Chickpea and Arborio Rice Salad
Makes 4 servings
1/2 tablespoon Dijon mustard
2 tablespoons white wine vinegar
1 teaspoon sugar
1/4 teaspoon Kosher salt
1/4 cup olive oil
1-15 ounce can chickpeas, rinsed and drained
3-4 mini-cucumbers, diced
4 scallions, thinly sliced
12 kalamata olives, sliced in half
1/2 head of green leaf lettuce, torn into bite size pieces
1/2 cup sliced almonds, toasted
1/2 cup cooked Arborio rice
Add mustard, vinegar, sugar, salt and a grate or two of fresh black pepper to a jar. Shake to mix. Add the oil gradually, whisking with a small whisk or shaking the mixture.
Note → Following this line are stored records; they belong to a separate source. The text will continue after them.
PR #8542, opened 2022-03-02
Temporarily comment out GitpodBranding to fix workspace not connecting through JetBrains IDEs

felladrin:
## Description

Temporarily comment out GitpodBranding to fix workspace not connecting through JetBrains IDEs.

## Related Issue(s)

NONE

## Release Notes

```release-note
NONE
```


akosyakov (approved):
lgtm

akosyakov:
@iQQBot we don't know, but JB folks confirmed that it is a root cause. We don't know more.

PR #8544, opened 2022-03-02
Fix launch-dev-server script to work also from VS Code

felladrin:
## Description

Fix launch-dev-server script to work also from VS Code.

There were some missing environment variables in the script.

Add to a bowl chickpeas, radishes, cucumbers. Scallions, olives and lettuce. Add rice and vinaigrette and toss together.
Season with more salt and pepper to taste.
OK for Diabetics: Use 1/2 teaspoon Stevia in place of sugar in the vinaigrette.
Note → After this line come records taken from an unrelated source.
PR #8547, opened 2022-03-02
[installer]: add annotation to make DB resources restart if changes

MrSimonEmms:
## Description

Add the database type (in-cluster, external, cloudsql) as an annotation on the long-running resources that connect to the database. This is to force a restart of these resources if the database type is changed.

This has become important to support with KOTS. This can cause a bug where the "login with GitHub" button never shows.

## Release Notes

```release-note
[installer]: add annotation to make DB resources restart if changes
```

### DIFF
--- a/install/installer/pkg/components/server/deployment.go
+++ b/install/installer/pkg/components/server/deployment.go
@@ -26,7 +26,38 @@ import (
 func deployment(ctx *common.RenderContext) ([]runtime.Object, error) {
 	labels := common.DefaultLabels(Component)
 
-	configHash, err := common.ObjectHash(configmap(ctx))
+	var hashObj []runtime.Object
+	if objs, err := configmap(ctx); err != nil {
+		return nil, err
+	} else {
+		hashObj = append(hashObj, objs...)
+	}
+
+	hashObj = append(hashObj, &corev1.Pod{
+		Spec: corev1.PodSpec{
+			Containers: []corev1.Container{
+				{
+					Env: []corev1.EnvVar{
+						// If the database type changes, this pod may stay up if no other changes are made.
+						{
+							Name: "DATABASE_TYPE",
+							Value: func() string {
+								if pointer.BoolDeref(ctx.Config.Database.InCluster, false) {
+									return "in-cluster"
+								}
+								if ctx.Config.Database.CloudSQL != nil {
+									return "cloudsql"
+								}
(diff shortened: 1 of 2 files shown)


geropl:
@MrSimonEmms makes absolute sense to add this!

Should we extend this to all DB connection information? Like user and password as well?

install/installer/pkg/components/server/deployment.go
```diff
@@ -26,7 +26,37 @@ import (
...
+
+	hashObj = append(hashObj, &corev1.Pod{
+		Spec: corev1.PodSpec{
+			Containers: []corev1.Container{
+				{
+					Env: []corev1.EnvVar{
+						{
+							Name: "DATABASE_TYPE",
+							Value: func() string {
+								if pointer.BoolDeref(ctx.Config.Database.InCluster, false) {
```
geropl, line 44: I understand that it's not required, but: would it make sense to share code between all DB-dependant deployments? :thinking:

geropl:
> The external/cloudsql creds are stored in a secret which we just refer to

Can we hash the secret then? :thinking:

install/installer/pkg/components/server/deployment.go
geropl: wrt duplication: Yeah, in this case it might actually be counter-productive, as the only dependency is within the deployment itself. If we changed a single function, we might inadvertently change other as well.

I think what I'm missing most is a method name/comment that conveys the intention: what we do, and why these values are the important ones to establish identity.

MrSimonEmms:
> Can we hash the secret then? thinking

I don't think so. Because the Installer doesn't have access to the cluster at render time, we don't know what the contents of the secrets are to create a hash from

install/installer/pkg/components/server/deployment.go
MrSimonEmms: Yeah, I'll happily add a comment

MrSimonEmms: Comment added to both instances

geropl:
> Because the Installer doesn't have access to the cluster at render time

Thx for the :bulb: , makes sense.

> put a randomly generated value in the annotations so they ALWAYS reload

That :100: won't for for SaaS. Let's merge this as-is.

geropl (approved):
LGTM :+1:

Make it Cheesy: Add 1/2 cup grated or crumbled cheese.
Easily Nut free: Use toasted piñolis instead of nuts or omit.
NP Gluten free: Omit grain and use quinoa.
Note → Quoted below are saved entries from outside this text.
Issue #9059, opened 2022-04-01
.werft/monitoring-satellite: Clean up logic


ArthurSens:
Following up from https://github.com/gitpod-io/gitpod/pull/9016#discussion_r838424340

The logic that deploys monitoring-satellite is getting pretty hard to read, and it's using `classes`, `types` and `interfaces` in unconventional ways.

We should clean that up 🙂

mads-hartmann:
Moving to the "Reduce Technical Debt" epic and adding it to the next iteration.

PR #9490, opened 2022-04-22
Convert to class to reduce argument passing

mads-hartmann:
## Description

This promotes `installMonitoringSatellite` to be a class to reduce the need for passing the same arguments around to the functions.

## Related Issue(s)

Fixes https://github.com/gitpod-io/gitpod/issues/9059

## How to test

- [x] in core-dev with observability enabled `werft run github -f -a with-helm=true -a with-observability=true` - [job](https://werft.gitpod-dev.com/job/gitpod-build-mads-classify-monitoring-satellite.3) - was able to port-forward to Prometheus and Grafana.
- [x] with-vm ` werft run github -f -a with-vm=true` - [job](https://werft.gitpod-dev.com/job/gitpod-build-mads-classify-monitoring-satellite.4) - was able to port-forward to Prometheus and Grafana but had to use the following commands instead of our own script. I suspect there's a bug in our proxy. Will open a follow up issue.
  ```
  kubectl --context=k3s-preview-environment port-forward svc/prometheus-k8s "9090:9090"
  kubectl --context=k3s-preview-environment port-forward svc/grafana "3000:3000"
  ```

## Release Notes

```release-note
NONE
```

## Documentation

N/A

### DIFF
--- a/.werft/jobs/build/deploy-to-preview-environment.ts
+++ b/.werft/jobs/build/deploy-to-preview-environment.ts
@@ -462,7 +462,7 @@ async function deployToDevWithHelm(werft: Werft, jobConfig: JobConfig, deploymen
     werft.log(`observability`, "Installing monitoring-satellite...")
     if (deploymentConfig.withObservability) {
         try {
-            await installMonitoring(werft, CORE_DEV_KUBECONFIG_PATH, namespace, nodeExporterPort, monitoringDomain, STACKDRIVER_SERVICEACCOUNT, false, jobConfig.observability.branch);
+            installMonitoring(werft, CORE_DEV_KUBECONFIG_PATH, namespace, nodeExporterPort, monitoringDomain, STACKDRIVER_SERVICEACCOUNT, false, jobConfig.observability.branch);
         } catch (err) {
             if (!jobConfig.mainBuild) {
                 werft.fail('observability', err);
@@ -771,7 +771,7 @@ async function installMetaCertificates(werft: Werft, branch: string, withVM: boo
     await installCertificate(werft, metaInstallCertParams, { ...metaEnv(), slice: slice });
 }
 
-async function installMonitoring(werft: Werft, kubeconfig: string, namespace: string, nodeExporterPort: number, domain: string, stackdriverServiceAccount: any, withVM: boolean, observabilityBranch: string) {
+function installMonitoring(werft: Werft, kubeconfig: string, namespace: string, nodeExporterPort: number, domain: string, stackdriverServiceAccount: any, withVM: boolean, observabilityBranch: string) {
     const installMonitoringSatellite = new MonitoringSatelliteInstaller({
         kubeconfigPath: kubeconfig,
         branch: observabilityBranch,
--- a/.werft/jobs/build/deploy-to-preview-environment.ts
+++ b/.werft/jobs/build/deploy-to-preview-environment.ts
@@ -161,8 +161,19 @@ export async function deployToPreviewEnvironment(werft: Werft, jobConfig: JobCon
         // success rate or installing monitoring satellite, but we can at least count and debug errors.
         // In the future we can consider not closing spans when closing phases, or restructuring our phases
         // based on parallelism boundaries
+        const monitoringSatelliteInstaller = new MonitoringSatelliteInstaller({
+            kubeconfigPath: PREVIEW_K3S_KUBECONFIG_PATH,
+            branch: jobConfig.observability.branch,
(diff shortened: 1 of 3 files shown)


.werft/observability/monitoring-satellite.ts
```diff
@@ -1,125 +1,161 @@
...
+                { slice: sliceName, async: true },
+            );
+        }
     }
-}
 
-async function deployGitpodServiceMonitors(kubeconfig: string) {
-    const werft = getGlobalWerftInstance()
+    private async deployGitpodServiceMonitors() {
+        const { werft, kubeconfigPath } = this.options;
```
ArthurSens, line 139: back when I implemented this I had no idea what was this `async` and was just adding because it was being used everywhere.

Does it make sense in this class? Almost function is using async, although we're not using Promises anywhere. Would it make sense to just remove it?

.werft/jobs/build/deploy-to-preview-environment.ts
```diff
@@ -771,17 +771,19 @@ async function installMetaCertificates(werft: Werft, branch: string, withVM: boo
...
-    installMonitoringSatelliteParams.kubeconfigPath = kubeconfig
-    installMonitoringSatelliteParams.branch = observabilityBranch;
-    installMonitoringSatelliteParams.satelliteNamespace = namespace
-    installMonitoringSatelliteParams.clusterName = namespace
-    installMonitoringSatelliteParams.nodeExporterPort = nodeExporterPort
-    installMonitoringSatelliteParams.previewDomain = domain
-    installMonitoringSatelliteParams.stackdriverServiceAccount = stackdriverServiceAccount
-    installMonitoringSatelliteParams.withVM = withVM
-    installMonitoringSatellite(installMonitoringSatelliteParams);
+async function installMonitoring(werft: Werft, kubeconfig: string, namespace: string, nodeExporterPort: number, domain: string, stackdriverServiceAccount: any, withVM: boolean, observabilityBranch: string) {
```
ArthurSens, line 774: same thing here, we declare an `async` function only to use `await` when calling it. Would it make sense to just remove it?

ArthurSens (approved):
Noice! I'm really liking this pattern for using those "installer" classes. 

I have a few questions but I don't know if they make sense 😅, so I'm approving with a hold. Please decide if we still need to make changes here, leave them another PR or not do them at all

/hold

mads-hartmann:
@ArthurSens Thanks for the pointer! I removed the async keyword from the methods and also the async option for the exec invocations - in effect making observability installation blocking. Previously we were blocking using `await` in core-dev but not in Harvester. As we generally want observability ready before we install Gitpod to avoid errors about Gitpod not being able to send telemetry I think it makes sense to always have the function be blocking. But I will test the code tomorrow and do another pass to see if it makes sense ☺️

ArthurSens:
I believe this is good to go? Can I just remove the hold? 🙂

mads-hartmann:
@ArthurSens When testing earlier it looked like it had broken tracing but I didn't have time to debug further. I will move this back to draft ☺️

.werft/jobs/build/deploy-to-preview-environment.ts
mads-hartmann: I'm keeping this async as it's my understand that we want to block in core-dev (when observability is enabled) but not block when installing it in VM-based preview environments ☺️

mads-hartmann:
Okay @ArthurSens this is finally ready for another review. In the future I think we want to separate the installation of monitoring satellite from the waiting for it to be ready. That way we'd avoid the problem of having a slice potentially spanning multiple phases, but I didn't want to make that change now as I've already spent too long on this 😅

This should PR should also fix the problem Chris has been experiencing with failed monitoring satellite deployments breaking the build as explained [here](https://gitpod.slack.com/archives/C01KGM9EBD4/p1651144271318639?thread_ts=1651061591.320309&cid=C01KGM9EBD4).

The last job has some missing spans, but I think that's more likely to to be due to burst protection as you also called out [here](https://gitpod.slack.com/archives/C01KGM9EBD4/p1651053173542839) - that also explains why I saw issue sometime yesterday but not always.

mads-hartmann:
@ArthurSens lol sorry, I have to get used to commits not dismissing previous reviews - I did want you to have a look at this before merging 😅  I don't want to revert it as I tested it pretty well, but if you have time please have a look and I can create a follow up PR with any changes you'd like to see

ArthurSens (commented):
No worries about the merge, nothing really important to change :)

Bit of a kick: Add 5-6 radishes, thinly sliced
Use Other grains: Don’t like Arborio rice?Try cooked farrow, Israeli couscous, brown rice, lentils, fresh corn kernels, orzo,
Have it for Passover: Omit chickpeas and grain. Substitute cooked quinoa, toasted piñolis and avocado slices. Use kosher for Passover vinegar.